Bench Memos

On Richard Lugar’s Defeat and Supreme Court Confirmation Votes

One noteworthy aspect of Indiana state treasurer Richard Mourdock’s resounding defeat of longtime incumbent Richard Lugar in the Republican primary for the U.S. Senate seat yesterday is the role that Lugar’s votes for President Obama’s Supreme Court nominees, Sonia Sotomayor and Elena Kagan, played in his defeat. Some examples:

A statement by Mourdock’s spokesman late in the campaign cited Lugar’s votes “for Obama’s liberal Supreme Court judges” as the lead piece of evidence showing that Lugar “has truly lost touch with his conservative Hoosier values.”

This Indianapolis Star article today offering five reasons that Lugar lost highlights his support for Justice Sotomayor and Justice Kagan in reason #2, Lugar’s voting record.

And a very active Lugar supporter in Indiana tells me (by e-mail): “Lugar’s votes for Sotomayor and Kagan were critical to the outcome. Mourdock and Club for Growth hammered Lugar for those votes. Those votes were as big as any other issue in his defeat.”

There should of course be no surprise here, as the political mobilization of conservatives on Supreme Court and other judicial nominations over the past decade or more has transformed the judicial-confirmation process. The Left mobilized first, during the Reagan years, most notably in the defeat of Robert Bork’s Supreme Court nomination in 1987. Even in the aftermath of the Bork and Thomas hearings, Republican senators continued to invoke the principle of deference to the president, as they voted overwhelmingly in favor of President Clinton’s nominations of Ruth Bader Ginsburg (confirmed 96-3) and Stephen Breyer (87-9*) in 1993 and 1994. But conservatives came to recognize that a unilateral, unreciprocated embrace of that deference model amounted to abject surrender in the battle over the courts, and most Republican senators saw fit to change course. But not, alas for him, Senator Lugar.
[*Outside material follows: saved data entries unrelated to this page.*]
PR #104, opened 2024-04-25
Add AddressFormat.Middle support

matiasbzurovski:
## Changelog
The wallet apps will need to colorise the part of an address that is normally hidden. The new `AddressFormat::Middle` will return such part of a given address.

## Related issues
[ABW-3212](https://radixdlt.atlassian.net/browse/ABW-3212)

[ABW-3212]: https://radixdlt.atlassian.net/browse/ABW-3212?atlOrigin=eyJpIjoiNWRkNTljNzYxNjVmNDY3MDlhMDU5Y2ZhYzA5YTRkZjUiLCJwIjoiZ2l0aHViLWNvbS1KU1cifQ

### DIFF
--- a/src/profile/v100/address/address_format.rs
+++ b/src/profile/v100/address/address_format.rs
@@ -14,4 +14,5 @@ pub enum AddressFormat {
     Full,
     Raw,
     Default,
+    Hidden,
 }
--- a/src/profile/v100/address/address_format.rs
+++ b/src/profile/v100/address/address_format.rs
@@ -14,5 +14,5 @@ pub enum AddressFormat {
     Full,
     Raw,
     Default,
-    Hidden,
+    Middle,
 }
--- a/apple/Tests/TestCases/Address/AccountAddressTests.swift
+++ b/apple/Tests/TestCases/Address/AccountAddressTests.swift
@@ -29,6 +29,10 @@ final class AccountAddressTests: AddressTest<AccountAddress> {
 	func test_short() {
 		XCTAssertEqual(SUT.sample.shortFormat, "acco...nvjdwr")
 	}
+	
+	func test_middle() {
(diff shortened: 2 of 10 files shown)


src/profile/v100/address/address_format.rs
```diff
@@ -14,4 +14,5 @@ pub enum AddressFormat {
     Full,
     Raw,
     Default,
+    Hidden,
```
CyonAlexRDX, line 17: Can we try finding a more descriptive name of the variant (Rust calls "cases" "variants") than `Hidden`? I think `Hidden` is a bit ambigous, "format AccountAddress as Hidden" makes it sound like it will be the empty string, or a `"****"` string. So maybe, `Middle` or `GetMiddle` or `ExtractMiddle` or `GetOmitted` or `ExtractOmitted` etc. or "Center" instead of "Middle". Hmm or "Dropped" "Cut" "Ignored" are alternatives to "Omitted". `GetCutBody`? hmm

CyonAlexRDX (changes requested):
🎉 great first PR! Lets try finding a more precis term than `Hidden` IMO, and maybe a Swift test?

src/profile/v100/address/address_format.rs
CyonAlexRDX: https://www.thesaurus.com/browse/omit (I love using thesaurus)

matiasbzurovski: Makes sense to use something different than `Hidden`. I like just `Middle` given the other ones (`Full`, `Raw` & `Default`) are just adjectives (and have no verbs as the other proposals).

CyonAlexRDX: yeah sure, just `Middle` works.

CyonAlexRDX (approved):
Good job!

PR #106, opened 2024-04-25
Implement android parsing for MnemonicWithPassphrase

micbakos-rdx:
* Serialization of MnemonicWithPassphrase was different on Android than iOS, and since Rust's implementation follows the iOS logic, this PR aims to hide the difference by providing its own serializer in the android layer.


CyonAlexRDX (approved):
Good tmp solution!

PR #107, opened 2024-04-25
RCM: Radix Connect Relay

GhenadieVP:
https://radixdlt.atlassian.net/browse/ABW-3209

Added the Radix Connect Relay service that implements the necessary [API](https://github.com/radixdlt/radix-connect-relay?tab=readme-ov-file#api-v1) + the logic to encrypt/decrypt the requests/responses.

Note: This service is not meant to be used by the Wallets directly, so it(and the related models) are not exposed to the Wallets.

Additionally, sketched out the RadixConnectMobile UniFFI API that will actually be used by the Wallets.


src/core/assert_json.rs
```diff
@@ -54,12 +54,12 @@ fn base_assert_equality_after_json_roundtrip<T>(
     let serialized = serde_json::to_value(model).unwrap();
     let deserialized: T = serde_json::from_value(json.clone()).unwrap();
     if expect_eq {
-        assert_eq!(&deserialized, model, "Expected `model: T` and `T` deserialized from `json_string`, to be equal, but they were not.");
+        pretty_assertions::assert_eq!(&deserialized, model, "Expected `model: T` and `T` deserialized from `json_string`, to be equal, but they were not.");
```
GhenadieVP, line 57: For better assertion messages.

src/gateway_api/client/gateway_client.rs
```diff
@@ -2,20 +2,14 @@ use crate::prelude::*;
...
 ///
 /// [docs]: https://radix-babylon-gateway-api.redoc.ly/
 #[derive(uniffi::Object)]
 pub struct GatewayClient {
-    /// An object implementing the `NetworkAntenna` traits, which iOS/Android
-    /// clients pass into the constructor of this GatewayClient, so that it can
-    /// execute network requests.
-    pub network_antenna: Arc<dyn NetworkAntenna>,
+    /// The HTTP client that actually executes the network requests.
+    pub http_client: HttpClient,
```
GhenadieVP, line 12: HttpClient now is the actual wrapper for NetworkAntenna.

src/gateway_api/client/gateway_client.rs
```diff
@@ -52,55 +46,6 @@ impl GatewayClient {
     }
 }
 
-/// A mocked network antenna, useful for testing.
-#[derive(Debug)]
-struct MockAntenna {
```
GhenadieVP, line 57: Moved to NetworkAntenna

src/gateway_api/client/gateway_client.rs
```diff
@@ -120,91 +65,6 @@ mod tests {
     #[allow(clippy::upper_case_acronyms)]
     type SUT = GatewayClient;
 
-    #[actix_rt::test]
```
GhenadieVP, line 123: Moved to HttpClient

src/gateway_api/client/gateway_client_dispatch_request.rs
```diff
@@ -17,7 +17,23 @@ impl GatewayClient {
         U: for<'a> Deserialize<'a>,
         F: Fn(U) -> Result<V, CommonError>,
     {
-        self.dispatch_network_request(path, NetworkMethod::Post, request, map)
+        // Append relative path to base url
+        let path = path.as_ref();
```
GhenadieVP, line 21: Moved here from previous `dispatch` function

src/http_client/client.rs
```diff
@@ -0,0 +1,162 @@
...
+        let response = self
+            .network_antenna
+            .execute_network_request(request)
+            .await?;
+
+        // Check for valid status code
+        if !(200..=299).contains(&response.status_code) {
+            return Err(CommonError::NetworkResponseBadCode);
+        }
+
```
GhenadieVP, line 33: Note: previously of the body was empty, it did throw an error, but it is completely valid to get back an empty response for some requests. The validation moves to `model_from_response` where if a model is expected as response the decoding will fail for empty response.

src/radix_connect/mobile/deep_link_parsing/connect_request.rs
```diff
@@ -1,31 +1,31 @@
+use super::*;
 use crate::prelude::*;
 
 #[derive(Debug, Serialize, Deserialize, PartialEq, uniffi::Enum)]
-pub enum MobileConnectRequest {
-    Link(LinkRequest),
-    DappInteraction(DappRequest),
+pub enum RadixConnectMobileConnectRequest {
```
GhenadieVP, line 5: Renamed to be more specific, as this is meant to be used by the Wallets.

src/radix_connect/mobile/deep_link_parsing/connect_request.rs
```diff
@@ -1,31 +1,31 @@
...
-impl FromStr for MobileConnectRequest {
+impl FromStr for RadixConnectMobileConnectRequest {
     type Err = CommonError;
 
     fn from_str(s: &str) -> Result<Self> {
         parse_mobile_connect_request(s)
     }
 }
 
-#[uniffi::export]
```
GhenadieVP, line 17: Moved to RadixConnectMobile

src/radix_connect/mobile/deep_link_parsing/mod.rs
GhenadieVP, line 1: Added a deep_link_parsing module to encapsulate the related files.

src/radix_connect/mobile/relay_service/service.rs
```diff
@@ -0,0 +1,420 @@
...
+    fn radix_connect_relay_request(request: Request) -> Result<Self> {
+        NetworkRequest::new_post(Url::from_str(SERVICE_PATH).unwrap())
+            .with_serializing_body(request)
+    }
+}
+
+impl Service {
+    async fn get_wallet_interaction_requests(
+        &self,
+        session: Session,
```
GhenadieVP, line 40: The session will be injected from the outside in the component using the relay service.

src/radix_connect/mobile/relay_service/models/request/request.rs
```diff
@@ -0,0 +1,306 @@
+use super::request_method::Method;
+use crate::prelude::*;
+use crate::radix_connect::mobile::session::session_id::SessionID;
+
+#[derive(Debug, Clone, Serialize, Deserialize, PartialEq)]
+#[serde(rename_all = "camelCase")]
+pub struct Request {
+    pub method: Method,
+    pub session_id: SessionID,
+    pub data: Option<BagOfBytes>,
```
CyonAlexRDX, line 10: do we plan to UniFFI export this? If not, prefer using `Vec<u8>` - we very much hope to remove `BagOfBytes` some days. The intended usage is to use `BagOfBytes` in all UniFFI APIs (functions) and only in UniFFI exported **types**.

src/radix_connect/mobile/relay_service/models/request/request.rs
```diff
@@ -0,0 +1,306 @@
...
+}
+
+impl Request {
+    pub fn new(
+        method: Method,
+        session_id: impl Into<SessionID>,
```
CyonAlexRDX, line 16: nice usage of `impl` in constructors 👍

src/radix_connect/mobile/relay_service/models/request/request.rs
```diff
@@ -0,0 +1,306 @@
...
+        Self {
+            method,
+            session_id: session_id.into(),
+            data: data.into(),
+        }
+    }
+}
+
+impl Request {
+    pub fn new_send_request(
```
CyonAlexRDX, line 28: I think we should rename this just `send_request`, that is the naming convention I use elsewhere, see e.g. `NonFungibleLocalId` (ops it should have been named `LocalID` my bad!!):
https://github.com/radixdlt/sargon/blob/develop/src/profile/v100/address/non_fungible_local_id.rs#L27-L45

src/radix_connect/mobile/relay_service/models/request/request.rs
```diff
@@ -0,0 +1,306 @@
...
+
+    #[test]
+    fn send_request_json_roundtrip() {
+        let session_id = SessionID::sample();
+        let data = BagOfBytes::sample();
+        let request = SUT::new_send_request(session_id.clone(), data.clone());
+
+        let expected_json = format!(
+            r#"
+            {{
```
CyonAlexRDX, line 183: nice usage of format! and `{{` :)

src/radix_connect/mobile/relay_service/models/request/request_method.rs
```diff
@@ -0,0 +1,43 @@
+use crate::prelude::*;
+
+#[derive(Debug, Clone, Serialize, Deserialize, PartialEq)]
+#[serde(rename_all = "camelCase")]
+pub enum Method {
+    SendRequest,
```
CyonAlexRDX, line 6: please add at least a oneline documentation to all types and to all variants :)

src/radix_connect/mobile/relay_service/models/response/session_handshake_request.rs
```diff
@@ -0,0 +1,61 @@
+use crate::prelude::*;
+
+#[serde_as]
+#[derive(Debug, Clone, Serialize, Deserialize, PartialEq)]
+#[serde(rename_all = "camelCase")]
+pub struct SessionHandshakeRequest {
+    #[serde_as(as = "DisplayFromStr")]
+    pub public_key: PublicKey,
```
CyonAlexRDX, line 8: 👍

src/radix_connect/mobile/relay_service/models/request/request.rs
CyonAlexRDX: ok I changed my mind, lets don't do this. This actually defeats the purpose right? We are no longer asserting against something "recorded", so we should not use format, rather put explicit values. Otherwise we are not actually asserting that an expected to pass JSON value will successfully deserialize right?!

src/radix_connect/mobile/relay_service/models/response/session_handshake_request.rs
```diff
@@ -0,0 +1,61 @@
...
+        assert_ne!(SUT::sample(), SUT::sample_other());
+    }
+
+    #[test]
+    fn json_roundtrip() {
+        let original = SUT::sample();
+        let json = format!(
+            r#"
+            {{
+                "publicKey":"{}"
```
CyonAlexRDX, line 53: extra important here to NOT use `format! because if we change our impl of `Display` of `PublicKey`, this test will just work, but we might have broken Sargon!

src/radix_connect/mobile/relay_service/models/response/wallet_interaction_requests.rs
```diff
@@ -0,0 +1,57 @@
+use crate::prelude::*;
+
+#[derive(Debug, Clone, Serialize, Deserialize, PartialEq)]
+struct WalletInteractionRequests(Vec<BagOfBytes>);
```
CyonAlexRDX, line 4: Os the plural correct? that this is many requests?

If we plan on UniFFI exporting `WalletInteractionRequests` then we might wanna use the `secret_magic` dance here, otherwise `WalletInteractionRequests` will become `public typealias WalletInteractionRequests = Data` in Swift, and we can accidantally use `Data()` in Swift, which is wrong. 

If we dont plan on UniFFI exporting it, we ought to use `Vec<u8>` as per earlier comment.

src/radix_connect/mobile/session/session.rs
```diff
@@ -0,0 +1,62 @@
+use super::session_id::SessionID;
+use super::session_origin::SessionOrigin;
+use crate::prelude::*;
+
+#[derive(Debug, PartialEq)]
+pub struct Session {
+    pub id: SessionID,
+    pub origin: SessionOrigin,
+    pub encryption_key: Exactly32Bytes,
```
CyonAlexRDX, line 9: Ah, ok you can for now change to `Entropy32Bytes` (might wanna rename it later) which implements `Zeroize` and then you can add `Zeroize` to the derive.

CyonAlexRDX (changes requested):
Nice! Some few missing lines of code coverage, but most importantly I think we ought not not use dynamic JSON expected values, I think that defeats the purpose.

src/radix_connect/mobile/relay_service/models/request/request.rs
GhenadieVP: no, this is not meant to be expose through UniFFI

src/radix_connect/mobile/relay_service/models/request/request.rs
GhenadieVP: I just wanted to group together the constructors with the `new` prefix

src/radix_connect/mobile/relay_service/models/request/request_method.rs
GhenadieVP: Will link the docs of RadixConnectRelay

src/radix_connect/mobile/relay_service/models/response/wallet_interaction_requests.rs
GhenadieVP: Yes, the RadixConnectRelay returns a list of requests for a given session id, no only one.

And no, this is not meant to be exposed through UniFFI.

src/radix_connect/mobile/relay_service/models/request/request.rs
CyonAlexRDX: understood, but I follow a pattern which RET and Scrypto also follows, so I think best not use `new`. 

(Juxtaposition: however, for UniFFI exported global functions which are "constructors" we *always* use `new_name_of_type`)

Sajjon: @GhenadieVP oh I realized I was in the wrong! Lets DO USE `new_` because this is a `struct`! Not an enum! :) and lets use the name of the variant for enums only... sorry! :D

src/radix_connect/mobile/session/session.rs
GhenadieVP: dumb question I guess - Is `Entropy32Bytes` applicable here also? I mean this would be later a key derived from DH key agreement, isn't Entropy32Bytes about having a key derived from mnemonic?

CyonAlexRDX (approved):
LGTM 🎉

PR #108, opened 2024-04-26
Batch 12: Add analyze profile file contents

CyonAlexRDX:
Will be used by Wallets to first analyze file contents of a file selected by user to import. If it is case/variant `Encrypted` wallets should prompt users for decryption password.


Cargo.toml
```diff
@@ -1,6 +1,6 @@
 [package]
 name = "sargon"
-version = "0.6.44"
+version = "0.6.51"
```
CyonAlexRDX, line 3: @GhenadieVP @jakub-rdx @matiasbzurovski @micbakos-rdx lets try to bump the version to the lastest you see in [Releases](https://github.com/radixdlt/sargon/releases) **`+1`**, and if anyone else merges their Sargon PR before you, please bump again.

We dont have time to fix this to be done automatically by CD.... it is very complex working with CD in Sargon and we have something which works now (took a lot of job by me and Michael), lets try to improve it later.

HOW IS THIS USED?
It is used by:

```rust
#[uniffi::export]
pub fn build_information() -> SargonBuildInformation {
    SargonBuildInformation::get()
}
```

which wallets can use to display the Sargon version (this version, not the GH release tag....) in DEBUG builds under app settings:
IMG_FA304BA3C81A-1

micbakos-rdx (approved):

* Curiously, Lugar was one of the nine senators who voted against Breyer’s nomination. Lugar based his vote not on grounds of judicial philosophy but on Breyer’s investment in a Lloyd’s of London insurance syndicate that exposed him to unlimited personal liability. That investment, Lugar maintained, showed “extraordinarily bad judgment” and would “force him necessarily to recuse himself from many cases that come before the Supreme Court of the United States involving insurance, pollution, asbestos suits, other issues.” (Cong. Rec., July 29, 1994.) I’d be interested in a thorough account of how Breyer, unlike other Lloyd’s investors, somehow managed to escape that investment and the unlimited personal liability that accompanied it. [Update: Tony Mauro kindly calls my attention to his Legal Times article, dated Nov. 21, 1994, that discusses how Breyer extracted himself from the Lloyd’s insurance syndicate by purchasing a reinsurance policy with another Lloyd’s syndicate. The article offers competing views on whether that escape was available to other Lloyd’s investors.]